Supplied information section start

PR #1091, opened 2016-06-11
More robustly generate opensim warning in tests

tbekolay:
**Description:**
This makes the test of warning on open simulators pass 100% of the time instead of 99% of the time.

**Motivation and context:**
Previously, the test would try to force Python to garbage collect, but this doesn't seem to always work. Now we explicitly call `__del__`, which always works. At least it better! Reported in #1011.

**How has this been tested?**
Ran the test a bunch of times... hasn't failed yet!

**Types of changes:**

**Checklist:**

These changes are not user facing, and don't touch any Nengo code, just tests, so they do not require docs or a changelog entry.

### DIFF
--- a/nengo/tests/test_simulator.py
+++ b/nengo/tests/test_simulator.py
@@ -1,5 +1,3 @@
-import gc
-
 import numpy as np
 import pytest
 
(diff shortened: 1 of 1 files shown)


jgosmann:
LGTM :cake:

If `__del__` would be doing more than just producing a warning this might be a problem because it will be called twice (and `sim.close` will be called after `__del__`). But this is just a test which should fail in that case and than we can take measures to fix the test accordingly.

tbekolay:
True true; hopefully we won't have to add anything to `__del__`, just `close`, but I didn't think about the fact that it would be called twice.

drasmuss:
Looks good :+1:, I'll merge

Supplied information section end

> What is needed:
Starting at the line that contains "this been tested?**" and ending at the last line of the data, repeat each line exactly; include nothing else.

> Your solution:
**How has this been tested?**
Ran the test a bunch of times... hasn't failed yet!

**Types of changes:**

**Checklist:**

These changes are not user facing, and don't touch any Nengo code, just tests, so they do not require docs or a changelog entry.

### DIFF
--- a/nengo/tests/test_simulator.py
+++ b/nengo/tests/test_simulator.py
@@ -1,5 +1,3 @@
-import gc
-
 import numpy as np
 import pytest
 
(diff shortened: 1 of 1 files shown)


jgosmann:
LGTM :cake:

If `__del__` would be doing more than just producing a warning this might be a problem because it will be called twice (and `sim.close` will be called after `__del__`). But this is just a test which should fail in that case and than we can take measures to fix the test accordingly.

tbekolay:
True true; hopefully we won't have to add anything to `__del__`, just `close`, but I didn't think about the fact that it would be called twice.

drasmuss:
Looks good :+1:, I'll merge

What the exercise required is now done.